The statue of Ivan Konev was a monument to Soviet general Ivan Konev that was erected in Prague in 1980. In the late 2010s, it became a subject of controversy within Czech Republic–Russia relations, resulting in its removal in 2020.

History

The statue was unveiled during the Victory Day celebrations on 9 May 1980, and intended to commemorate Soviet Marshal Ivan Stepanovich Konev, who commanded Red Army troops that occupied Prague from the hands of the Nazis near to the end of World War II. It depicted a life-sized figure of Konev, holding in his hand a bouquet of lilacs, which civilians reportedly presented to the Red Army when it entered Czechoslovakia in May 1945. It was located in Prague district 6 (Interbrigády Square, Bubeneč area).

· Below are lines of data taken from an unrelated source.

PR #4974, opened 2024-12-01
AO3-6850 Remove pinch_request_signup from challenge assignments

Bilka2:
## Issue

https://otwarchive.atlassian.net/browse/AO3-6850

## Purpose

Removes all code that referenced pinch_request_signup and adds a rake task to migrate the less than 200 uses of it on production.

## Credit

Bilka


spec/lib/tasks/after_tasks.rake_spec.rb
```diff
@@ -503,3 +503,51 @@
...
+
+    it "does nothing" do
+      expect do
+        subject.invoke
+      end.to avoid_changing { assignment.reload.request_signup_id }
+        .and output("Migrated pinch_request_signup for 0 challenge assignments.\n").to_stdout
+    end
+  end
+
+  context "for an assignment without a request_signup_id and a pinch_request_signup_id" do
```
brianjaustin, line 535: Minor thing, to me this sounds like "an assignment with neither a request_signup_id nor a pinch_request_signup_id". Maybe something like the following?
```suggestion
  context "for an assignment with a pinch_request_signup_id but no request_signup_id" do
```

brianjaustin (approved):

PR #4978, opened 2024-12-04
AO3-6792 Admins with the support and policy_and_abuse roles should be able to edit languages

Cesium-Ice:
# Pull Request Checklist

## Issue

https://otwarchive.atlassian.net/browse/AO3-6792 

## Purpose

Adds support and policy_and_abuse roles to language policy + validation to disallow support and policy_and_abuse roles to edit certain fields in the form

## Testing Instructions

## References

## Credit

they/them pronouns.*

### DIFF
--- a/app/controllers/languages_controller.rb
+++ b/app/controllers/languages_controller.rb
@@ -1,5 +1,4 @@
 class LanguagesController < ApplicationController
-
   def index
     @languages = Language.default_order
     @works_counts = Rails.cache.fetch("/v1/languages/work_counts/#{current_user.present?}", expires_in: 1.day) do
@@ -16,7 +15,7 @@ class LanguagesController < ApplicationController
     @language = Language.new(language_params)
     authorize @language
     if @language.save
-      flash[:notice] = t('successfully_added', default: 'Language was successfully added.')
+      flash[:notice] = t("languages.successfully_added")
       redirect_to languages_path
     else
       render action: "new"
@@ -31,8 +30,24 @@ class LanguagesController < ApplicationController
   def update
     @language = Language.find_by(short: params[:id])
     authorize @language
+    
+    unless User.current_user.roles.compact.flatten.include?("superadmin") || User.current_user.roles.compact.flatten.include?("translation")
+      
+      if User.current_user.roles.compact.flatten.include?("policy_and_abuse") && (@language.name != language_params[:name] || @language.short != language_params[:short] || @language.sortable_name != language_params[:sortable_name] || @language.support_available != (language_params[:support_available] == "1"))
+        flash[:error] = t("languages.update.policy_and_abuse_admin_error")
+        redirect_to languages_path
+        return
+      end
+
+      if User.current_user.roles.compact.flatten.include?("support") && (@language.abuse_support_available != (language_params[:abuse_support_available] == "1"))
+        flash[:error] = t("languages.update.support_admin_error")
+        redirect_to languages_path
+        return
+      end
+    end 
+
     if @language.update(language_params)
-      flash[:notice] = t('successfully_updated', default: 'Language was successfully updated.')
+      flash[:notice] = t("languages.successfully_updated")
       redirect_to languages_path
     else
       render action: "new"
@@ -40,6 +55,7 @@ class LanguagesController < ApplicationController
   end
 
   private
+
   def language_params
     params.require(:language).permit(
       :name, :short, :support_available, :abuse_support_available, :sortable_name
--- a/app/controllers/languages_controller.rb
+++ b/app/controllers/languages_controller.rb
@@ -30,21 +30,18 @@ class LanguagesController < ApplicationController
   def update
     @language = Language.find_by(short: params[:id])
     authorize @language
-    
-    unless User.current_user.roles.compact.flatten.include?("superadmin") || User.current_user.roles.compact.flatten.include?("translation")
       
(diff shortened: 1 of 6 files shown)


spec/controllers/languages_controller_spec.rb
```diff
@@ -211,5 +237,69 @@
...
+      before do
+        fake_login_admin(admin)
+        put :update, params: language_params
+      end
+      it "redirects with error" do
+        it_redirects_to_with_error(languages_path, "Support Admin cannot update the 'Abuse support available' field.")
+      end
+    end 
+
+    context "when logged in as an admin with support role and attempt to edit non-abuse fields" do
```
Cesium-Ice, line 285: This test case fails, but when I log in as a support admin on my local environment and update the support available field the change goes through, I have no idea why this is happening

Bilka2: The `false` and `true` in `language_params`, `language_params_abuse` and `language_params_support` need to be `"0"` and `"1"` to match what the form sends.

app/controllers/languages_controller.rb
```diff
@@ -31,15 +30,32 @@ def edit
   def update
     @language = Language.find_by(short: params[:id])
     authorize @language
+    
+    unless User.current_user.roles.compact.flatten.include?("superadmin") || User.current_user.roles.compact.flatten.include?("translation")
```
Bilka2, line 34: I would leave out this separate check.

app/controllers/languages_controller.rb
```diff
@@ -31,15 +30,32 @@ def edit
...
+      
+      if User.current_user.roles.compact.flatten.include?("policy_and_abuse") && (@language.name != language_params[:name] || @language.short != language_params[:short] || @language.sortable_name != language_params[:sortable_name] || @language.support_available != (language_params[:support_available] == "1"))
```
Bilka2, line 36:
```suggestion
      if !policy(@language).can_edit_other_fields? && (@language.name != language_params[:name] || @language.short != language_params[:short] || @language.sortable_name != language_params[:sortable_name] || @language.support_available != (language_params[:support_available] == "1"))
```

app/controllers/languages_controller.rb
```diff
@@ -31,15 +30,32 @@ def edit
...
+        flash[:error] = t("languages.update.policy_and_abuse_admin_error")
+        redirect_to languages_path
+        return
+      end
+
+      if User.current_user.roles.compact.flatten.include?("support") && (@language.abuse_support_available != (language_params[:abuse_support_available] == "1"))
```
Bilka2, line 42:
```suggestion
      if !policy(@language).can_edit_abuse_support_available? && (@language.abuse_support_available != (language_params[:abuse_support_available] == "1"))
```

app/policies/language_policy.rb
```diff
@@ -1,11 +1,23 @@
...
+
+  def edit?
+    user_has_roles?(LANGUAGE_EDIT_ACCESS)
+  end
+
+  def can_edit_abuse_support_available?
+    user_has_roles?(%w[superadmin translation policy_and_abuse])
+  end
+
+  def can_edit_other_fields?
```
Bilka2, line 17: I think this name makes more sense when you don't have the context of the other check:
```suggestion
  def can_edit_non_abuse_fields?
```

app/views/languages/_form.html.erb
```diff
@@ -2,51 +2,50 @@
...
 <%= form_for(@language, html: { class: "post" }) do |f| %>
 
-  <p class="required notice">* <%= t('.required_notice', default: "Required information") %></p>
+  <p class="required notice">* <%= t(".required_notice") %></p>
 
   <fieldset>
     <dl>
       <dt class="required">
-        <%= f.label :name, t('.name', default: "Name") + " *" %>
+        <%= f.label :name, "#{t('.fieldset.name')} *" %>
```
Bilka2, line 10:
```suggestion
        <%= f.label :name, "#{t(".fieldset.name")} *" %>
```

I would also remove the `.fieldset` prefix from the fieldset locale keys because they're already prefixed with `form`. But thank you for the i18n work!

app/views/languages/_form.html.erb
```diff
@@ -2,51 +2,50 @@
...
       </dt>
       <dd class="required">
-        <%= f.text_field :name %>
+        <%= f.text_field :name, disabled: !policy(@language).can_edit_other_fields? %>
       </dd>
 
       <dt class="required">
-        <%= f.label :short, t('.short', default: "Abbreviation") + " *" %>
+        <%= f.label :short, "#{t('.fieldset.short')} *" %>
```
Bilka2, line 17:
```suggestion
        <%= f.label :short, "#{t(".fieldset.short")} *" %>
```

Bilka2 (changes requested):
I left a few notes. Also, please adjust the error messages to not specifically mention the admin roles but instead mention the permissions themselves, so something like "Sorry, only an authorized admin can do update the 'Abuse support available' field."

app/controllers/languages_controller.rb
Cesium-Ice: Can there be a case where a user is both a translation admin and a support admin? If so I feel like the check is needed.

app/views/languages/_form.html.erb
Cesium-Ice: it seems like reviewdog wants the quotes to be single quotes

Bilka2 (approved):

app/views/languages/_form.html.erb
Bilka2: I see, thank you!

It was designed by Czech sculptor  and architect Vratislav Růžička.

After the Revolutions of 1989 and the Czech transition to a democratic government, it became a subject of frequent vandalism, particularly on the anniversary of the Prague Spring. The local government proposed relocating the monument to the Russian embassy.

In 2018, the city added explanatory text to the monument, stating that he participated in the suppression of the Hungarian Revolution of 1956 and the Prague Spring. The explanatory text has been criticized by the Russian embassy. The diplomatic spat over this text has been one of the issues leading to the deterioration of Czech-Russia relations.

On 21 August 2019 an unknown individual spray-painted "No to the blood-covered marshal, we shall not forget" on the statue. The mayor of Prague 6 said that he is considering leaving the monument uncleaned, remarking that "red, after all, means beautiful in Russian". By September 2019, the Prague municipal authorities had covered up the monument, no longer willing to incur the cost of cleaning it up. The move proved to be controversial, as within days the tarpaulin covering the monument had been torn down three times; two individuals, described by Czech media as "pro-Russian activists", were detained by the police.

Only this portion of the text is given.